It is no secret that there is a gender imbalance within the technology sector. From getting children involved in STEM subjects to celebrating the successful women within the industry, there has been a big push within the UK to encourage more women to get involved within the industry. But how do tech firms stack up when it comes to pay?
The difference in pay has been highlighted time and again, with the recent gender pay gap reports bringing it into the public consciousness. A survey earlier this year revealed that women earn up to 28 per cent less than their male counterparts in the UK for tech-related occupations.
The survey by Emolument.com found that the biggest pay gap is within small companies (fewer than 10 employees) with women paid 28 per cent less than men in the same roles. In SMEs, the pay gap was between 19-20 per cent, highlighting the fact that this is an issue which runs throughout the entirety of the technology sector.
Alice Leguay, co-founder and CMO at Emolument, believes that the gender pay gap goes against its innovative principals: “It is not intuitive that the technology sector, a trailblazing, forward-thinking industry, should be lagging in terms of gender pay gap. The financial sector has shown that regulation and co-ordinated action can make a systemic difference from graduate applications to board of directors ratios.”
She adds: “Media pressure may well encourage the sector to mind its current discriminatory practices, though there may be blood on the walls as it happens, as with Uber. More transparency is needed when it comes to pay, and not only for companies with more than 250 employees, as currently required; not only either for the Financial sector, which is facing up to its failings.”
And while the survey found big discrepancies at smaller firms, things don’t get much better when looking at by the bigger players within tech.
Facebook, for starters, is among the better companies with women paid just 0.8 per cent less than their male counterparts in the UK based on mean hourly rates. Women make up 39.2 per cent of Facebook’s lowest-paid quartile, and 29.5 per cent of the top quartile. However, when it comes to bonuses, women only get around 40 per cent less than the social media giant’s male colleagues.
Microsoft is a little behind Facebook, with women earning an average of 93p for every £1 that men earn when hourly rates are compared.
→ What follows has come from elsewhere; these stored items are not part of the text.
PR #16044, opened 2017-03-03
ES6: remove custom `lib/to-array`

gu-stav:
## What does this change?

Removes custom `lib/to-array` implementation and replaces it with lodash functions. This allows an easier ES6 transformation later on.

Less code, easier ES6 conversion.

### DIFF
--- a/tools/es5to6.json
+++ b/tools/es5to6.json
@@ -159,14 +159,12 @@
     "lib/client-rects.js",
     "lib/closest.js",
     "lib/config.js",
-    "lib/contains.js",
     "lib/cookies.js"
   ],
   "NataliaLKB": [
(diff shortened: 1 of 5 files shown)


sndrs (approved):

tools/es5to6.json
```diff
@@ -159,14 +159,12 @@
     "lib/client-rects.js",
     "lib/closest.js",
     "lib/config.js",
-    "lib/contains.js",
```
sndrs: looks like you've got some unmarked changes from another PR branch in this. not a problem in this case, but generally speaking it's easier to review PRs if you can hold off on ones that depend on others till they're merged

Google is further behind again with women earning just 83p to their male colleagues’ pound. Meanwhile, Amazon’s UK Services has recorded parity, however within its Video department women are paid just 60p for every £1 that men earn. And Amazon Web Services pays women a median 82p to every £1 an hour earned by men, while their median bonus is 47 per cent lower.
Likewise, chip designer ARM pays women 84p for every £1 that men earn and credits women with bonuses that are around 30 per cent smaller.
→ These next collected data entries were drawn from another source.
PR #16046, opened 2017-03-06
Disallow some deps in es6 world

sndrs:
## What does this change?

disallows importing methods/object etc that are natively available (or already polyfilled)

simpler code, smaller bundles


SiAdcock (approved):
🚀

PR #16047, opened 2017-03-06
Use import in webpack

sndrs:
## What does this change?

- disallows amd require code split points in webpack build
- transpiles `import` to `require` for the karma AMD build

hopefully help #16035

## Tested in CODE?

- [ ] tested


gtrufitt (approved):

SiAdcock (approved):
😍

static/src/javascripts/boot-webpack.js
```diff
@@ -11,6 +11,14 @@ import capturePerfTimings from 'lib/capture-perf-timings';
 // eslint-disable-next-line camelcase,no-undef
 __webpack_public_path__ = `${config.page.assetsPath}javascripts/`;
 
+// Selectively attempt to pollute the global namespace with babel polfills.
+// The polyfills babel provides from core-js will be browser natives where
+// available anyway, so this shouldn't muck about with UAs that don't need it.
+if (!window.Promise) {
+    // used by webpack `import`
+    window.Promise = Promise;
```
regiskuckaertz: I don't see the polyfill as a local variable, does it mean this is redundant? i.e. `Promise` is _already_ being overwritten?

static/src/javascripts/boot-webpack.js
```diff
@@ -31,8 +39,7 @@ domready(() => {
         }
 
         userTiming.mark('commercial request');
-        require(
-            ['bootstraps/commercial'],
+        import('bootstraps/commercial').then(
             raven.wrap({ tags: { feature: 'commercial' } }, commercial => {
```
regiskuckaertz: Just thinking out loud here. Does `raven.wrap` return whatever the enclosed function expression returns? If yes, then you can reduce to (simplifying):

```
import(...)
.then(raven.wrap(commercial => commercial.init())
.then(() => isEnhanced ? import(...) : () => ())
.then(bootEnhanced => bootEnhanced())
```

static/src/javascripts/boot-webpack.js
sndrs: babel will provide it when it sees `Promise`

sndrs:
we're going to use `require.ensure`, closing this for now, to reappear later

PR #16048, opened 2017-03-06
Bundle ophan explicitly

sndrs:
## What does this change?

stops pretending ophan is a code split point, and explicitly bundles it as a dependency

ophan is bundled by webpack already, so we can reduce the instances of split points dramatically = simpler

## Tested in CODE?

- [x] tested


gu-stav (approved):
LGTM 🎆

SiAdcock (approved):
Tidy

However, there are a few companies bucking the trend with the UK technology sphere. Bristol-based cloud distributor intY’s gender pay gap report shows that female staff are paid 3 per cent more than their male counterparts. In addition, 40 per cent of Board members at the cloud distributor are women, 57 per cent of the management team are female and 31 per cent of women at intY hold senior positions. When comparing like-for-like jobs, women and men at intY are found to be paid exactly the same. However, the government standard for gender pay gap reports was to take the median wage of all jobs.
CPO of intY, Becky Hunt said that the salaries reflect the role, not gender. “At intY we remunerate people for the skills, knowledge and experience required for the role and gender bears no relevance.
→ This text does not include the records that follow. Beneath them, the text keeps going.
PR #16052, opened 2017-03-06
Remove unused JS modules

gtrufitt:
## What does this change?

Removes the following modules that aren't imported into the application anywhere:

- content-websocket
- sticky-social
- socially-referred-burners
- social-most-popular
- track-ad-load ( @regiskuckaertz this isn't used elsewhere is it?)
- take-while
- filterPairs
- date-formats
- subsciber-number-form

“We also provide a very generous package including enhanced maternity, paternity and shared parental leave. We do this because we understand and believe that equal pay and childcare flexibility is important for families to be empowered to decide what works best for them, and does not rely on a stereotypical breadwinner or primary caregiver role.”
And intY is not alone in trying to level the playing field. Companies both within the Channel have been throwing their weight behind the Tech She Can Charter. Designed to boost the number of women pursuing tech careers, the charter has been backed by leading industry figures. The original signatories consisted of PwC, British Science Association, Business 3.0, Digital Jam, everywoman, FDisruptors, Girlguiding, InnovateHer, JP Morgan, Modern Muse, money.co.uk, NatWest Markets, Sophos, Smoothwall, TechGirls, Tech Talent Charter, Tesco, T Systems, and Zoopla Property Group.
Onecom is among the latest Channel partners to join the charter, with head of Human Resources Parysa Hosseini-Sech highlighting the need for greater initiatives to encourage women into the industry. “Onecom is committed to ensuring that all young people, regardless of gender, have the opportunity to pursue and progress in a rewarding career in communications technology,” she said. “We are delighted to be actively supporting the Tech She Can programme. The gender imbalance in technology roles is a key issue of our time that we need to work together to address head on.”
Technology is disruptive, forward-thinking and before the curve. For there to be such a disparity in terms of pay and workforce makeup is not good enough. If the sector fails to reflect society then it runs the risk of missing out.